While it is sensible that the lee-wave response should depend on the total near-bottom flow rather than the depth-averaged tidal flow (Klymak et al. 2010a), the scaling is not simple, motivating further work on the topic. The short-term message for modeling tidal dissipation is that much of the variability is in fact captured with cubic tidal models, which is attractive because such schemes can be run “offline” in GCMs. However, capturing the last factor of 2 or so requires a fuller understanding of the interplays between the low-frequency and tidal near-bottom flows, which is complicated owing to three dimensionality, tidal rectification, and variable flow paths.
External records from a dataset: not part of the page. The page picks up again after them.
Issue #721, opened 2026-03-24
Castle Siege Data Model & Configuration


sven-n:
## Summary

Create all data model classes, configuration types, entity types, and enumerations needed by Castle Siege. This phase establishes the persistent foundation that all subsequent phases build upon.

## Prerequisites

- #720 (Guild Alliance System) — for `GuildPosition.AssistantMaster` and alliance concepts.

## Background

OpenMU uses a `[Cloneable]` attribute (processed by a source generator) for configuration types that need deep-copy support, and `[AggregateRoot]` for top-level persistent entities. Configuration is nested under `GameConfiguration`. Entities are persisted via EF Core with auto-generated model classes through `Persistence.SourceGenerator`.

Key reference types:
- `DataModel/Configuration/GameConfiguration.cs` — root config with `[MemberOfAggregate]` collections.
- `DataModel/Configuration/MiniGameDefinition.cs` — example of a `[Cloneable]` event config.
- `DataModel/Entities/Guild.cs` — example of an `[AggregateRoot]` entity.
- `DataModel/Configuration/GameMapDefinition.cs` — map config example.

#### `CastleSiegeState.cs`
```csharp
public enum CastleSiegeState : byte
{
    Idle1 = 0,
    RegisterGuild = 1,
    Idle2 = 2,
    RegisterMark = 3,
    Idle3 = 4,
    Notify = 5,
    Ready = 6,
    Start = 7,
    End = 8,
    EndCycle = 9,
}
```

#### `CastleSiegeJoinSide.cs`
```csharp
public enum CastleSiegeJoinSide : byte
{
    None = 0,
    Defense = 1,
    Attack1 = 2,
    Attack2 = 3,
    Attack3 = 4,
}
```

#### `CastleSiegeUpgradeType.cs`
```csharp
public enum CastleSiegeUpgradeType : byte
{
    Defense = 1,
    Regen = 2,
    Life = 3,
}
```

### 2. Configuration Classes — **New files in `DataModel/Configuration/`**

All should have `[Cloneable]` and be `partial class`.

#### `CastleSiegeConfiguration.cs`

Main configuration aggregated under `GameConfiguration`:

| Property | Type | Description |
|----------|------|-------------|
| `Enabled` | `bool` | Master toggle |
| `CrownHoldTimeSeconds` | `int` | Seconds to hold the crown to capture (default 30) |
| `RegisterMinLevel` | `int` | Minimum guild master combined level to register (default 200) |
[...]

PR #860, opened 2026-08-01
Add Castle Siege persistence and Season 6 initialization

Zylkien:
## Summary

- configure the EF Core mappings for Castle Siege configuration and persistent entities
- add the follow-up migration required after the data model merged in #721
- initialize the Season 6 schedule, NPC definitions, upgrade tables, machine zones, respawn areas, and persistent state
- add an idempotent update plug-in for existing Season 6 databases
- prevent persistent Castle Siege state changes from being published as configuration changes
- add initialization, update, model-mapping, and round-trip regression coverage

## Testing

- `ConfigurationChangePublishingTests`
- `TestInitializationWithEfCore.TestSeason6DataAsync`

Both focused tests pass.

Closes #732
Part of #735

### DIFF
--- a/src/Persistence/EntityFramework/EntityDataContext.cs
+++ b/src/Persistence/EntityFramework/EntityDataContext.cs
@@ -21,6 +21,16 @@ public class EntityDataContext : ExtendedTypeContext
     /// </summary>
     internal GameConfiguration? CurrentGameConfiguration { get; set; }
 
+    /// <summary>
+    /// Gets the persistent Castle Siege state.
+    /// </summary>
+    internal DbSet<CastleSiegeData> CastleSiegeData => this.Set<CastleSiegeData>();
+
+    /// <summary>
+    /// Gets the Castle Siege guild registrations.
+    /// </summary>
+    internal DbSet<CastleSiegeGuildRegistration> CastleSiegeGuildRegistrations => this.Set<CastleSiegeGuildRegistration>();
+
     /// <inheritdoc/>
     protected override void OnConfiguring(DbContextOptionsBuilder optionsBuilder)
     {
@@ -58,6 +68,11 @@ public class EntityDataContext : ExtendedTypeContext
         modelBuilder.Entity<Account>().Apply();
         modelBuilder.Entity<Character>().Apply();
         modelBuilder.Entity<CharacterClass>().Apply();
+        modelBuilder.Entity<CastleSiegeConfiguration>().Apply();
+        modelBuilder.Entity<CastleSiegeData>().Apply();
+        modelBuilder.Entity<CastleSiegeGuildRegistration>().Apply();
+        modelBuilder.Entity<CastleSiegeNpcDefinition>().Apply();
+        modelBuilder.Entity<CastleSiegeNpcState>().Apply();
         modelBuilder.Entity<DropItemGroup>().Apply();
         modelBuilder.Entity<ExitGate>().Apply();
         modelBuilder.Entity<GameConfiguration>().Apply();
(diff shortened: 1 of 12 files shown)


sven-n:
## Code Review

Reviewed the hand-written changes (the ~5,800-line `*.Designer.cs` and model-snapshot files are EF-generated and were skipped). Overall this is a clean, well-structured PR: the model mappings, migration, initializer, idempotent update plug-in, and regression tests all hang together nicely, and the test coverage is genuinely thorough (schedule, NPCs, upgrades, zones, persistent round-trip, and update-plug-in idempotency).

### What the PR does
- Adds EF Core mappings for the Castle Siege config/persistent entities (`CastleSiegeExtensions`), wires them into `EntityDataContext`, and ships the follow-up migration after the #721 data model merge.
- Seeds the Season 6 Castle Siege configuration and persistent state (`CastleSiegeInitializer`) and hooks it into `GameConfigurationInitializer`.
- Adds an idempotent `AddCastleSiegeDataUpdatePlugIn` (v100) for existing DBs.
- Stops persistent (`data`-schema) entity changes from being broadcast as configuration changes via `EntityFrameworkContextBase.PublishesConfigurationChanges`.

### Potential issues

- **Duplicate defense machine zone (likely a bug).** In `CastleSiegeInitializer.InitializeMachineZones`, the last two `DefenseMachineZones` entries are identical:
  ```csharp
  configuration.DefenseMachineZones.Add(this.CreateZone(84, 52, 102, 66));
  configuration.DefenseMachineZones.Add(this.CreateZone(84, 52, 102, 66));
  ```
  The attack side has four distinct zones, so this looks like a copy/paste error where the 4th defense zone should have different coordinates. Note the test (`AssertZones(configuration.DefenseMachineZones, [... (84, 52, 102, 66), (84, 52, 102, 66)])`) currently encodes the duplicate, so it would need updating alongside the fix. Worth confirming against the intended map layout.

- **`config` change filter is a broad behavioral change.** `PublishesConfigurationChanges` now narrows `OnSavedChangesAsync` publishing to entities whose schema is `SchemaNames.Configuration`. This is the right fix for Castle Siege persistent state, but it changes publishing behavior for *every* context, not just this feature. Previously any changed non-`Unchanged` entity was published. Please confirm no other non-config entity type was relying on being published as a configuration change (the new `ConfigurationChangePublishingTests` only covers the two Castle Siege types).

- **Migration makes `MonsterDefinitionId` non-nullable with `defaultValue: Guid.Empty`.** Any pre-existing `CastleSiegeNpcDefinition` row with a NULL `MonsterDefinitionId` would be set to `Guid.Empty`, which then violates the re-added (Restrict) FK to `MonsterDefinition`. This is almost certainly a non-issue in practice since the table was introduced in #721 and is empty on real databases, but flagging in case any dev/test DB already has rows.

### Minor / nits
- `CastleSiegeInitializer.InitializeData` returns `CastleSiegeData`, but the caller in `AddCastleSiegeDataUpdatePlugIn.ApplyAsync` discards the return value. Fine as-is; just noting the return is only used by `Initialize()`.
- The persistent-vs-config split relies on `IsPersistedToDatabase`/`isPersisted` matching only monster numbers 277 (gate) and 283 (statue). The `CurrentHp` assignment (`== GateMonsterNumber ? gateHitPoints : statueHitPoints`) implicitly assumes every persisted NPC that isn't the gate is a statue — correct given current data, but slightly fragile if more persisted NPC types are added later.

### Verdict
Looks solid and mergeable once the duplicate defense zone is confirmed/corrected. The main thing to double-check is the intent behind that duplicate coordinate and the broadened config-change publishing filter.

---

A significant finding of our work is the agreement between the observations and a 3D realistically forced model, as also found by Alford et al. (2014), at least for the phasing, depth structure, and approximate magnitude of velocity, displacement, and dissipation. Important differences in vertical structure remain unaccounted for. Nonetheless, the skill of such models suggests their continued usefulness in both planning experimental efforts and also exploring improved parameterizations.
5. Conclusions
We have presented nearly full-depth temperature, salinity, and velocity measurements from a mooring deployed on a supercritical slope in Luzon Strait for 50 days. Turbulent dissipation is several orders of magnitude greater than typical open ocean values and exhibits a spring–neap cycle, varying by an order of magnitude between spring and neap. Dissipation also varies by approximately a factor of 2 for similar barotropic forcing during different spring tides, suggesting that dissipation scales with near-bottom total flow (tides plus low frequency), rather than the barotropic tidal flow alone. However, the exact scaling was not clear from our analyses.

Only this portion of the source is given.